Jurors and Kardis pinned blame on Hopkins and Goldenberg, but Fifth District judges handed the firm a double victory.

First, they ordered a new trial because the Merritts failed to present enough evidence to show that they would have received more than $200,000.

Second, they directed Kardis to transfer the case to Alexander County.

Kardis complied, and Clarke took over.

Hopkins and Goldenberg moved for summary judgment in 2008, and Clarke granted it.

He wrote that the family hadn't added "one scintilla of evidence to this record since the appellate court found their case insufficient to support a jury verdict."

Clarke, however, misunderstood his mission.

Wexstten wrote that the Fifth District did not conclude that no verdict in the family's favor could ever stand.

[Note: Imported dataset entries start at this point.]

PR #2152, opened 2026-06-12
B-spline refactor

kbwestfall:
Prompted by recent struggles trying to to understand/debug the code, Claude and I had some fun doing something I had wanted to do for a long time: refactor `bspline`.  This represents a few days of work that would have been weeks (if not months) of work otherwise.

I'm issuing this as a draft PR to start.  I have not integrated any of the new code into the main pypeit workflow, but I will before taking it out of draft.  Note this currently includes the changes made in #2151 (and what prompted that PR to begin with).

The best way to understand the changes is to look at the `bspline.rst` description of how the new classes work.  The file also contains migration instructions.  Note that I haven't worked the `DataContainer` wrapper classes into the documentation yet.

There will be an associated PR to the dev-suite with some reference documentation.  Of interest here is the [performance comparison](https://github.com/pypeit/PypeIt-development-suite/blob/bspline_refactor/bspline_refactor/performance_results.md).  In addition to making the code more pythonic, this also has pretty substantial performance gains.  I'll get a better understanding of how much this translates to real applications of pypeit through next week.

PR #2157, opened 2026-06-29
B-spline Refactor with integration

### LINKED ISSUE #2033: Add `try`/`except` around calls to `pypeit.core.fittting.iterfit()`
In the fitting function `iterfit()`, a `ValueError` is raised if there are no valid data points for the fitting:

https://github.com/pypeit/PypeIt/blob/81057b02e550a923361b0d0caf97aa0ef3b269e8/pypeit/core/fitting.py#L952-L955

This should be caught by the calling functions and should yield a context-specific error message that will help the user diagnose **_why_** there were no valid points in that particular fit.  As the code stands, the above lines result in a semi-useless traceback.  For consideration, this function also raises a `ValueError` if various inputs do not match length as they should -- which is a coding error rather than a problem with the input data.  I suggest the above lines raise a different type of error that can be caught by the calling functions (perhaps a core-specific custom `Exception`).

-----

As of the creation of this issue, `pypeit.core.fittting.iterfit()` is called 5 times from 2 different modules:

https://github.com/pypeit/PypeIt/blob/81057b02e550a923361b0d0caf97aa0ef3b269e8/pypeit/core/extract.py#L900-L905

https://github.com/pypeit/PypeIt/blob/81057b02e550a923361b0d0caf97aa0ef3b269e8/pypeit/core/extract.py#L1055-L1056

https://github.com/pypeit/PypeIt/blob/81057b02e550a923361b0d0caf97aa0ef3b269e8/pypeit/core/flux_calib.py#L1023-L1029

kbwestfall:
Introduces new classes that replace the old `bspline` class and its primary use in `bspline_profile`.  Here's a quick summary of the components of the PR:

- `pypeit.core.bspline.bspline.bspline` is deprecated and replaced by `pypeit.core.bspine.BSpline` and `pypeit.core.bspine.BSpline2D`.  These new classes are more performant and more pythonic, removing all the matrix gymnastics used to maintain the column-major (Fortran) memory ordering.
- The two new B-spline classes are basically fully independent of pypeit.  There are two subclasses -- `pypeit.containers.bspline.BSplineContainer` and `pypeit.containers.bspline.BSpline2DContainer` -- that handle I/O.
- The functions `pypeit.fitting.iterfit` (which was rarely used) and `pypeit.fitting.bspline_profile` are replaced by `pypeit.fitting.iterative_bspline_fit`.  The function signature handles all the previous use cases more cleanly, including allowing `gpm`, `ivar`, and `profile_basis` to be optional inputs, such that `iterative_bspline_fit` 

Notes:

- This PR supersedes #2152 .  This branch integrates the refactor into the code and deprecates all the old code.
- This branch already includes the changes in #2155 .
- The dev-suite passes except for some vet-test failures I'm looking into.  I will leave this PR in draft mode until those are fixed.
- I intend to update the doc-strings so that they are not constantly referencing the old code; i.e., these need to be independently understandable.  I'll also improve the doc page that helps transitioning from the old code.


kbwestfall:
Tests pass
```
Test Summary
--- PYTEST PYPEIT UNIT TESTS PASSED  528 passed, 9413 warnings in 208.26s (0:03:28) ---
--- PYTEST UNIT TESTS PASSED  158 passed, 2802 warnings in 783.55s (0:13:03) ---
--- PYTEST VET TESTS PASSED  77 passed, 180205 warnings in 4447.24s (1:14:07) ---
--- PYPEIT DEVELOPMENT SUITE PASSED 304/304 TESTS  ---
Total disk usage: 361.699 GiB
Testing Started at 2026-07-06T16:36:55.620290
Testing Completed at 2026-07-07T02:34:36.935353
Total Time: 9:57:41.315063
```

pypeit/core/skysub.py
```diff
@@ -341,57 +334,45 @@ def skyoptimal(piximg, data, ivar, oprof, sigrej=3.0, npoly=1, spatial_img=None,
...
+
+    # Get the sky-only model
+    sky_bmodel, _ = sset.value(
+        piximg, basis=profile_basis[:, nobj:], coeff=sset.coeff[:, nobj:]
+    )
+
+    # Get the source-only model
+    obj_bmodel, _ = sset.value(
+        piximg, basis=profile_basis[:, :nobj], coeff=sset.coeff[:, :nobj]
+    )
```
tbowers7: Okay, so the sky-only portion is stacked after all of the objects in the `profile_basis` and `sset.coeff`.  It took some mental gymnastics to see that.

pypeit/core/skysub.py
```diff
@@ -440,8 +421,7 @@ def optimal_bkpts(bkpts_optimal, bsp_min, piximg, sampmask, samp_frac=0.80,
     pix = pix[isrt]
     piximg_min = pix.min()
     piximg_max = pix.max()
-    bset0 = bspline.bspline(pix, nord=4, bkspace=bsp_min)
-    fullbkpt_grid = bset0.breakpoints
+    fullbkpt_grid = Knots(spacing=bsp_min, x=pix, nord=4).breakpoints
```
tbowers7, line 422: I like the `Knots` object here!

pypeit/core/fitting.py
```diff
@@ -1536,3 +1132,197 @@ def bspline_qa(xdata, ydata, sset, gpm, yfit, xlabel=None, ylabel=None, title=No
...
+        bspl_cls = bspline.BSpline2D
+
+    outmask = np.ones(y.shape, dtype=bool)
+    maskwork = outmask.copy()
+    if gpm is not None:
+        maskwork &= gpm
+    if ivar is not None:
+        maskwork &= ivar > 0
+    if not maskwork.any():
+        return None, outmask, np.zeros(y.shape), 0., 4
```
tbowers7, line 1265: It looks like this change from raising an exception to returning a sensible set of "zeros" fixes #2033 .

pypeit/core/spatialprofile.py
```diff
@@ -391,12 +391,18 @@ def fit_profile(image, ivar, waveimg, thismask, spat_img, trace_in, wave,
...
-    c_answer, cmask   = fitting.iterfit(wave[indsp], flux_sm[indsp], invvar = fluxivar_sm[indsp]*bmask2,
-                                     kwargs_bspline={'everyn': 30}, kwargs_reject={'groupbadpix':True,'maxrej':1})
+    b_answer, bmask, *_ = iterative_bspline_fit(
+        wave[indsp], flux_sm[indsp], ivar=fluxivar_sm[indsp],
+        kwargs_knots={'stride': 1.5}, kwargs_reject={'groupbadpix': True, 'maxrej': 1}
+    )
+    b_answer, bmask2, *_ = iterative_bspline_fit(
+        wave[indsp], flux_sm[indsp], ivar=fluxivar_sm[indsp]*bmask,
+        kwargs_knots={'stride': 1.5}, kwargs_reject={'groupbadpix': True, 'maxrej': 1}
+    )
```
tbowers7, line 401: Out of curiosity, why have both calls return `b_answer` when the second one overwrites the first?

It would make for easier reading to have the first call return `_, bmask, *_`.

And more of a semantic issue than code, why do you call the first return value here `answer` whereas elsewhere it's called `set`?  I'm sure it's historical, but it may be worth enforcing a common output language for the new `iterative_bspline_fit()`.

pypeit/core/spatialprofile.py
```diff
@@ -623,9 +631,10 @@ def fit_profile(image, ivar, waveimg, thismask, spat_img, trace_in, wave,
...
-        mode_shift_out = fitting.bspline_profile(xtemp.flat[inside], norm_obj.flat[inside],
-                                               norm_ivar.flat[inside], profile_basis,
-                                               maxiter=1, kwargs_bspline={'nbkpts':nbkpts})
+        mode_shift_out = iterative_bspline_fit(
+            xtemp.flat[inside], norm_obj.flat[inside], ivar=norm_ivar.flat[inside],
+            basis=profile_basis, maxiter=1, kwargs_knots={'count': nbkpts}
+        )
         # Check to see if the mode fit failed, if so punt and return a Gaussian
         if not np.any(mode_shift_out[1]):
             log.info('B-spline fit to trace correction failed for fit to ninside = {:}'.format(ninside) + ' pixels')
```
tbowers7, line 640: Why keep everything in the `mode_shift_out` tuple here, rather than breaking things out explicitely?
```
mode_shift_set, mode_shift_mask, *_ = ...

if not np.any(mode_shift_mask):
   ...
```

pypeit/core/spatialprofile.py
```diff
@@ -636,20 +645,22 @@ def fit_profile(image, ivar, waveimg, thismask, spat_img, trace_in, wave,
...
 
         profile_basis = np.column_stack((mode_zero,mode_stretch))
-        mode_stretch_out = fitting.bspline_profile(xtemp.flat[inside], norm_obj.flat[inside],
-                                                 norm_ivar.flat[inside], profile_basis, maxiter=1,
-                                                 fullbkpt=mode_shift_set.breakpoints)
+        mode_stretch_out = iterative_bspline_fit(
+            xtemp.flat[inside], norm_obj.flat[inside], ivar=norm_ivar.flat[inside],
+            basis=profile_basis, maxiter=1,
+            kwargs_knots={'full': mode_shift_set.breakpoints}
+        )
```
tbowers7, line 663: Same comment here regarding the tuple `mode_stretch_out` and simply breaking it apart in the return unpacking.

pypeit/core/spatialprofile.py
```diff
@@ -684,17 +695,24 @@ def fit_profile(image, ivar, waveimg, thismask, spat_img, trace_in, wave,
...
                                                                   show_profile, ind=good, l_limit=l_limit,r_limit=r_limit, xlim=7.0)
                 return (profile_model, trace_in, fwhmfit, med_sn2)
 
-            bset = bset_out[0] # This updated bset used for the next set of trace corrections
+            # bset is BSpline2D (npoly=1, funcname=None); extract 1D view for
+            # value() calls in the next iteration at arbitrary sigma_x points
+            _bset2d = bset_out[0]
+            bset = BSpline(knots=Knots(full=_bset2d.breakpoints), nord=_bset2d.nord)
+            bset.bkpt_gpm = _bset2d.bkpt_gpm.copy()
+            bset.coeff = _bset2d.coeff[:, 0]
```
tbowers7, line 715: Same comment about tuple unpacking.

pypeit/core/spatialprofile.py
```diff
@@ -710,10 +728,17 @@ def fit_profile(image, ivar, waveimg, thismask, spat_img, trace_in, wave,
...
+        ivar=norm_ivar.flat[ss[inside]], basis=pb.flat[ss[inside]], nord=4,
+        kwargs_knots={'interior': bkpt}, upper=10, lower=10
+    )
+    # Convert BSpline2D (npoly=1, funcname=None) to 1D BSpline so value() works
+    # at arbitrary evaluation points throughout the rest of this function
+    _bset2d = bset_out[0]
+    bset = BSpline(knots=Knots(full=_bset2d.breakpoints), nord=_bset2d.nord)
+    bset.bkpt_gpm = _bset2d.bkpt_gpm.copy()
+    bset.coeff = _bset2d.coeff[:, 0]
     outmask = bset_out[1]
```
tbowers7, line 742:
```
_bset2d, outmask, *_ = ...
```

pypeit/core/bspline.py
```diff
@@ -0,0 +1,1867 @@
...
+class Knots:
+    """
+    Construct and store breakpoints for B-spline fitting.
+
+    The breakpoint knot vector is built lazily when :meth:`build` is called and
+    then cached in :attr:`breakpoints`.
+
+    When building the knots for any given fit, the parameters of this class are
+    with respect to to the independent coordinate (``x``) and the order
+    (``nord``).  Note that ``x`` and ``nord`` to not need to be provided at
```
tbowers7: "**do** not need to be provided"

pypeit/core/bspline.py
```diff
@@ -0,0 +1,1867 @@
...
+            _interior = np.array([sx, ex]) if np.sum(w) < 2 else _interior[w]
+
+        if _interior.size < 2:
+            _interior = np.array([sx, ex])
+        if _interior[0] > sx:
+            _interior[0] = sx
+        if _interior[-1] < ex:
+            _interior[-1] = ex
+
+        self._breakpoints = Knots._pad(_interior, nord, self.spread).astype(float)
```
tbowers7: Style question: as a `@staticmethod`, `_pad()` could be called with either `self._pad()` or `Knots._pad()`.  Any particular reason for the preference of the latter over the former?  For instance, when I was reading this, it took me a minute to realize I was already in `Knots`, so `self` would have been more intuitive for me -- plus I don't like calling "private" methods from outside a class, so `Knots._pad()` raised my hackles.

pypeit/core/bspline.py
```diff
@@ -0,0 +1,1867 @@
...
+            )
+
+        # Objects used during fitting, which hold the results and cache useful
+        # data that can be used across multiple fits
+        self.bkpt_gpm = None
+        self.coeff = None
+        self.icoeff = None
+        self.x = None
+        self.yfit = None
+        self._cached_design = None
```
tbowers7, line 413: This is a nice addition to cache these values across cyclic calls to the fitting.

pypeit/core/bspline.py
```diff
@@ -0,0 +1,1867 @@
...
+        """
+        n = breakpoints.size - nord
+        return np.clip(np.searchsorted(breakpoints, x, side='right') - 1, nord - 1, n - 1)
+        # indx = np.zeros(x.size, dtype=int)
+        # ileft = nord - 1
+        # for i in range(x.size):
+        #     while x[i] > breakpoints[ileft + 1] and ileft < n - 1:
+        #         ileft += 1
+        #     indx[i] = ileft
+        # return indx
```
tbowers7: Vestigial code?

pypeit/core/spatialprofile.py
```diff
@@ -636,20 +645,22 @@ def fit_profile(image, ivar, waveimg, thismask, spat_img, trace_in, wave,
...
         mode_shift_set = mode_shift_out[0]
-        temp_set = bspline.bspline(None, fullbkpt=mode_shift_set.breakpoints,
-                                   nord=mode_shift_set.nord)
-        temp_set.coeff = mode_shift_set.coeff[0, :]
+        temp_set = BSpline(knots=Knots(full=mode_shift_set.breakpoints), nord=mode_shift_set.nord)
+        temp_set.bkpt_gpm = mode_shift_set.bkpt_gpm
+        temp_set.coeff = mode_shift_set.coeff[:, 0]
         h0, _ = temp_set.value(xx)
-        temp_set.coeff = mode_shift_set.coeff[1, :]
+        temp_set.coeff = mode_shift_set.coeff[:, 1]
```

"Instead, we concluded that the jury's verdict was contrary to the manifest weight of the evidence, and we reversed the judgment and remanded the cause for a new trial in Alexander County," Wexstten wrote.

He wrote that depositions of Dripps and Carey, combined with trial testimony, created a genuine issue of material fact.

"Because the testimony raises questions of fact for a jury's determination, the summary judgment was improper," he wrote.

"Clearly, from the language of this court's previous opinion, the court found it prudent to transfer the cause to Alexander County so that an Alexander County jury would determine what value to place on the underlying case," he wrote.

Justice Thomas Appleton and Justice Bruce Stewart joined the opinion.

William Brandon of Carbondale represented Hopkins, Goldenberg, and the firm that now goes by the name of Goldenberg, Miller, Heller and Antognoli.

Bradford continues to represent the family.